# QLD Trips this week



## Guest (Dec 10, 2007)

If anybody is going on a trip this week or this coming weekend I'm up for it.

Availability so far is Tuesday, Thursday, Friday, Sat, Sun.

Options: Morton Bay, Palm Beach Reef,Tugun,9 Mile.................etc


----------



## pcsolutionman (Apr 9, 2007)

gday mate I have thur and fri off    I was thinking of hitting the stanley river chassing some yellas and maybe even another COD if im lucky, if you want to join me that would be cool, or if you going to target some jacks id be up for that too :lol: :lol: or even a session on the snapper off bribie

Lee


----------



## paulo (Nov 1, 2007)

keep me posted guys... Im up for a trip somewhere this Sat or Sun. Offshore, if weather permits. Estuary if too blowy or swell too big.


----------



## Guest (Dec 13, 2007)

To do want to get up to Somerset but weather permitting I want to get off shore this weekend.
As from next Wednesday I hope to be fishing almost every day.


----------



## paulo (Nov 1, 2007)

Hi Steve
Thanks for the invite but likewise with zone Im also keen for the offshore stuff. I have only fresh water fished the once with little success. I will give it a go but cant resist the open ocean when the conditions are good. Speaking of which, Goldie looks good for Sat and Sunshine coast for Sunday winds. Just the swell...


----------



## xerubus (May 17, 2007)

I'm thinking about giving Cook Rocks (off sandstone point) a bit of a go tomorrow morning. still some straggling snapper around, and the odd mackerel.


----------



## boggeyman (Nov 18, 2006)

Hi all
i will be going off bribie surf side sunday am if thats more like what ya after.


----------



## ArWeTherYet (Mar 25, 2007)

I'll be bobbing around in the water off Queens beach, Redcliffe again tomorrow.


----------



## JD (Jul 2, 2006)

ar-we-ther-yet said:


> I'll be bobbing around in the water off Queens beach, Redcliffe again tomorrow.


Hi Paul
What time? Had a Xmas drink thing this arvo, but being mature, I'd be up for a fish. haha


----------



## ArWeTherYet (Mar 25, 2007)

Christmas drinks??....alright for some, I was too busy diggin ditch's today for any beer and niblies.  should be all finished by Wednesday to get a few early morning sessions in.

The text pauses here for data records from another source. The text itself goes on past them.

PR #533, opened 2026-03-09
agentic client: reset context over 100k tokens

academo:
If we are about to start a new question loop we should reset the context if the token count is above 100k

above 100k (50% context of most context) the agents start performing poorly plus this avoids possibly the model running out of context if there are many questions coming in.


xnyo (approved):
LGTM! Only one small nit

PR #534, opened 2026-03-09
codediff: use new agentic client instead of gemini-cli

academo:
It uses the recently introduced agentic client instead of the gemini-cli to perform the code-diff


mckn (approved):
LGTM! Great work on this

PR #5140, opened 2024-10-08
:sparkles: Support setting maxHealthyPercentage to configure ASG instance refresh

fiunchinho:
**What type of PR is this?**

/kind feature

It allows to configure the `MaxHealthyPercentage`  setting of the ASGs instance refresh, to better control how instances are added and terminated.

This is adding a new field to the AWSMachinePool CRD, and it's not a breaking change.

**Checklist**:

- [X] squashed commits
- [ ] includes documentation
- [X] adds unit tests

**Release note**:

```release-note
Support setting maxHealthyPercentage to configure ASG instance refresh
```


exp/api/v1beta2/awsmachinepool_types.go
```diff
@@ -171,7 +171,20 @@ type RefreshPreferences struct {
 	// The amount of capacity as a percentage in ASG that must remain healthy
 	// during an instance refresh. The default is 90.
 	// +optional
+	// +kubebuilder:validation:Minimum=0
```
richardcase, line 174: Adding new validations  to an existing field may break some users.

Just to confirm, if a user is specifying 101 as the value for this prior to this change would AWS be returning an error? (i assume so but want to check).

exp/api/v1beta2/awsmachinepool_webhook.go
```diff
@@ -141,6 +142,26 @@ func (r *AWSMachinePool) validateSpotInstances() field.ErrorList {
...
 }
 
+func (r *AWSMachinePool) validateRefreshPreferences() field.ErrorList {
+	var allErrs field.ErrorList
+
+	if r.Spec.RefreshPreferences == nil {
+		return allErrs
+	}
+
+	if r.Spec.RefreshPreferences.MaxHealthyPercentage != nil && r.Spec.RefreshPreferences.MinHealthyPercentage == nil {
```
richardcase, line 152: We could also consider using CEL instead of new validation webhook checks.

However, we don't have any CEL at present so its fine to be consistent.

exp/api/v1beta2/awsmachinepool_types.go
fiunchinho: I haven't tested it, but I'd assume so, [according to AWS docs](https://docs.aws.amazon.com/cli/latest/reference/autoscaling/start-instance-refresh.html). I could leave this out of this PR if you prefer.

richardcase: It may be safer...unless we explicitly test it.

fiunchinho: I just removed it, can you take a look again?

richardcase:
Until the e2e pass:

/hold

But from my side:

/lgtm
/approve

richardcase:
The e2e is failing because the AMIs are no longer available 😢 We have 2 options:

1. Wait for the new AMIs to be published and then rebase this PR. This may take a few days to 1 week
2. Merge without the e2e passing.

Personally, i'd  lean towards 2). But would be good to get others view on this? @nrb @dlipovetsky @AndiDog any thoughts?

fiunchinho:
I don't think this PR will break the e2e tests since it's adding a new field. Having said that, waiting 1 week for this to get merged is fine by me.

nrb:
We have two other approvals, and I agree that we should not gate this on fixing the AMIs.

/lgtm
/approve
/unhold

PR #5147, opened 2024-10-09
✨ Cidr blocks for default NodePort services Ingress Rule

### LINKED ISSUE #3314: Security group rule "Node Port Services" can be more restrictive
When creating a new AWSCluster, part of the infrastructure is creating Security Groups for machines to use.

Currently, the `Node Port Services` security group allows access from any IP. Should we consider making this bit configurable to a set of pre-defined CIDR blocks, or allow the VPC CIDR's by default?

https://github.com/kubernetes-sigs/cluster-api-provider-aws/blob/0eee2776780168fa4dd3f2edffdb9f3d614973a3/pkg/cloud/services/securitygroup/securitygroups.go#L525-L531

/area security
/kind bug
/assign @sedefsavas

krasoffski:
**What type of PR is this?**
/kind feature

There is issue #3314 which describes problem when default Security Group rule "Node Port Services" it too wide.

This PR allows to specify CIDR Blocks for Security Group rule "Node Port Services" with keeping original behavior if no CIDR Blocks are provided by attribute `AWSCluster.spec.network.NodePortIngressRuleCidrBlocks`.

In our practice, we've deployed stackgres and add LB for Admin page, but security team found opened ports with this admin page, cause stackgress by default open NodePort too under the hood.
Thus allowing to specify networks from which node port services can be accessed negotiated this problem. 

Fixes #3314 (possible fix).

I did not add similar attribute for IPv6 CIDR blocks because there is validation that `IPv6 cannot be used with unmanaged clusters at this time.`.
New unit tests for original and new behavior are added.
Added unit tests for webhook validation of correctness provided CidrBlocks.

**Checklist**:
- [x] squashed commits
- [x] includes documentation
- [x] adds unit tests

**Release note**:
```release-note
New `AWSCluster.spec.network.NodePortIngressRuleCidrBlocks` parameter  which allows to specify IPv4 CIDR blocks for Security group rule "Node Port Services" instead of default `0.0.0.0/`. 
```


api/v1beta2/awscluster_webhook.go
```diff
@@ -267,6 +268,12 @@ func (r *AWSCluster) validateNetwork() field.ErrorList {
 		allErrs = append(allErrs, r.validateIngressRule(rule)...)
 	}
 
+	for _, cidrBlock := range r.Spec.NetworkSpec.NodePortIngressRuleCidrBlocks {
+		if _, _, err := net.ParseCIDR(cidrBlock); err != nil {
+			allErrs = append(allErrs, field.Invalid(field.NewPath("nodePortIngressRuleCidrBlocks"), r.Spec.NetworkSpec.NodePortIngressRuleCidrBlocks, "CIDR block is invalid"))
```
AndiDog, line 273:
```suggestion
	for cidrBlockIndex, cidrBlock := range r.Spec.NetworkSpec.NodePortIngressRuleCidrBlocks {
		if _, _, err := net.ParseCIDR(cidrBlock); err != nil {
			allErrs = append(allErrs, field.Invalid(field.NewPath("spec", "network", fmt.Sprintf("nodePortIngressRuleCidrBlocks[%d]", cidrBlockIndex)), r.Spec.NetworkSpec.NodePortIngressRuleCidrBlocks, "CIDR block is invalid"))
```

(the surrounding code examples use incomplete paths, unfortunately)

api/v1beta2/network_types.go
```diff
@@ -351,6 +351,10 @@ type NetworkSpec struct {
 	// AdditionalControlPlaneIngressRules is an optional set of ingress rules to add to the control plane
 	// +optional
 	AdditionalControlPlaneIngressRules []IngressRule `json:"additionalControlPlaneIngressRules,omitempty"`
+
+	// NodePortIngressRuleCidrBlocks is an optional set of CIDR blocks to allow traffic to nodes NodePort services.
```
AndiDog, line 355:
```suggestion
	// NodePortIngressRuleCidrBlocks is an optional set of CIDR blocks to allow traffic to nodes' NodePort services.
	// If none are specified here, all IPs are allowed to connect.
```

pkg/cloud/scope/sg.go
```diff
@@ -59,4 +59,7 @@ type SGScope interface {
 	// ControlPlaneLoadBalancers returns both the ControlPlaneLoadBalancer and SecondaryControlPlaneLoadBalancer AWSLoadBalancerSpecs.
 	// The control plane load balancers should always be returned in the above order.
 	ControlPlaneLoadBalancers() []*infrav1.AWSLoadBalancerSpec
+
+	//
```
AndiDog, line 63:
```suggestion
	// NodePortIngressRuleCidrBlocks returns the CIDR blocks for the node NodePort ingress rules.
```

pkg/cloud/services/securitygroup/securitygroups.go
```diff
@@ -645,6 +644,10 @@ func (s *Service) getSecurityGroupIngressRules(role infrav1.SecurityGroupRole) (
 		return append(cniRules, rules...), nil
 
 	case infrav1.SecurityGroupNode:
+		cidrBlocks := []string{services.AnyIPv4CidrBlock}
```
AndiDog, line 647: For the record: if someone uses an IPv6-enabled VPC, the result will be surprising (see some lines below where we allow all incoming traffic from IPv6 sources). Okay to leave that part out for now, since there's not much contribution interest in IPv6, nor is it used widely anywhere.

Side note (personal opinion): we should not distinguish IPv4/IPv6 with separate field names. Instead, allow parsing `NodePortIngressRuleCidrBlocks []string` as either. If it contains an IPv6 CIDR, deal with it.

AndiDog (commented):
Mostly looks good. I have some easy comments.

pkg/cloud/services/securitygroup/securitygroups.go
krasoffski: I agree about second point. But it looks like for me that `[]string` is not suite for this task. It will require parsing strings during provisioning. But not sure that usage of like `[]CidrBlock` where CidrBlock is interface will be better.
Thank you!

AndiDog:
The apidiff failure is informational, and in this case acceptable. I'd say let's either get this merged, or we wait until the E2E tests work again (there's a problem right now about AMIs).

/lgtm

krasoffski:
@AndiDog 
It looks like I cannot merge right now as there is no such option in this PR (no merge button for me). 
Probably till all checks are passed.

krasoffski:
@AndiDog
Hi, again.
Is there any way how to merge this PR with apidiff fail?

richardcase:
The incompatible apidiffs are from the exported go api and not the k8s api, as we don't provide guarantees over the exported go packages:

/override pull-cluster-api-provider-aws-apidiff-main

richardcase:
Thanks for this @krasoffski 🙇‍♂️ 

/approve

PR #4700, opened 2023-12-18
✨ Ignition: add option to store User Data in plain text

damdo:
**What type of PR is this?**
/kind feature

**What this PR does / why we need it**:

For Machine bootstrapping CAPA supports one main method: CloudInit and one experimental method: Ignition.

For the former, CAPA used to store the User Data that the bootstrapper would use to fulfill its job in the EC2 Instance User Data in plain text.

This was not considered the most secure way to provide this configuration to a machine as a process/subject with the power to query the instance metadata could be able to read this config, which may contain certs, keys and other forms of secrets.

As such to minimize this issue, a new default method was added, where the controller would now leverage AWS SSM to encrypt the user data before storing it in the EC2 Instance User Data. The previous method of storing User Data in plain text was kept available as an alternative option to users, which would be able to access it by providing the `InsecureSkipSecretsManager` option in the AWSMachine spec.

Later on, when the new Ignition bootstrapping support was added, the creators, already aware of the security implications of storing User Data in plain text,
decided to opt for a more secure default. After briefly looking at using AWS SSM encryption also for Ignition, they acknowledged that it wasn't possible due to Ignition's lack of support for multi mime types. Hence they went for using S3 Buckets to store the config in objects, and have ignition fetch it at bootstrap time from there, and this did the trick.

Up until now this has been the only option to achieve Ignition bootstrapping.
However even if this is a better option from a security standpoint than storing User Data in plain text, and as such the preferred option for a good default,
it requires the ability to provision/access S3 Buckets, which is not always possible/desirable in specific scenarios, as well as not suitable for certain type of bespoke CAPI bootstrap providers.

As such we would like to introduce for Ignition, similarly to what is available for CloudInit, the ability to store User Data in the EC2 Instance in plain text.
Of course we know this is not the best option from a security standpoint, and as such we want to make it a fallback option that users can leverage if their use case does not allow the use of S3 buckets. We mentioned in the docs, and in the API that this option is discouraged and we trust CAPA users will use this with care.

**Special notes for your reviewer**:

**Checklist**:

- [x] squashed commits
- [x] includes documentation
- [x] includes [emojis](https://github.com/kubernetes-sigs/kubebuilder-release-tools?tab=readme-ov-file#kubebuilder-project-versioning)
- [x] adds unit tests

**Release note**:
```release-note
Ignition: add option to store User Data in plain text
```

PR #5148, opened 2024-10-10
⚠️ Support storing Ignition user data in S3 bucket for `AWSMachinePool`

AndiDog:

EC2 user data is insecure and very limited in size (16 KB). Use the S3 bucket storage also for machine pools. The difference to `AWSMachine` is that the S3 objects must stay around because a new instance could be started by the ASG at any time, and user data with a valid token must exist. Both a lifecycle policy for regular deletion, and explicit S3 object deletion requests, are used for cleanup, so that normally, only 1-3 launch template versions' user data are stored in S3. Each launch template version relates to one S3 object.

**What type of PR is this?**

I marked this as breaking change for now, since the default storage – in the case of `AWSMachinePool` + Ignition user data format – changes to `IgnitionStorageTypeOptionClusterObjectStore` if nothing is explicitly specified. For me, this makes sense because the `AWSMachine` controller already defaulted to that storage type. It's very likely that an administrator who uses Ignition user data has also configured an S3 bucket, so I see low chances of breaking someone's workflow. If not, the reconciler will log an error and not continue, and the administrator could set `AWSMachinePool.spec.ignition.storageType` to `UnencryptedUserData` in order to keep machine pool related user data stored in plaintext on each EC2 instance.

/kind feature

Didn't find an existing issue. My company ran into EC2 user data size limit problems.

This change has been successfully used in the Giant Swarm fork of CAPA since July, on production clusters. I have adapted the change to the latest upstream changes, in particular the introduction of `IgnitionStorageTypeOption` (https://github.com/kubernetes-sigs/cluster-api-provider-aws/pull/4700). Therefore, I retested this feature using Tilt on a plain CAPI@main + CAPA@main setup, with AWSCluster + Flatcar AMI + AWSMachinePool in my manifests.

**Checklist**:

- [x] squashed commits
- [ ] includes documentation
- [x] adds unit tests

**Release note**:

```release-note
Support storing Ignition user data in S3 bucket for `AWSMachinePool`
```


AndiDog:
Superseded by another branch => https://github.com/kubernetes-sigs/cluster-api-provider-aws/pull/5172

The usual time.........when I get there.  .....between 5-6.


----------



## paulo (Nov 1, 2007)

Think Im going to give Noosa a go tomorrow morning. If the sea is too big there is always the river. I think the best launch is in the corner near the surf club on Hastings, but have no idea which way to head after that. I know from sunshiner there's a reef 4km away but not sure which way. Does anyone have any tips for me?


----------



## xerubus (May 17, 2007)

change of plans for me... going to hit spot x off of banksia beach in search of some snapper and mackerel. launch around 0430 if anyone is interested.


----------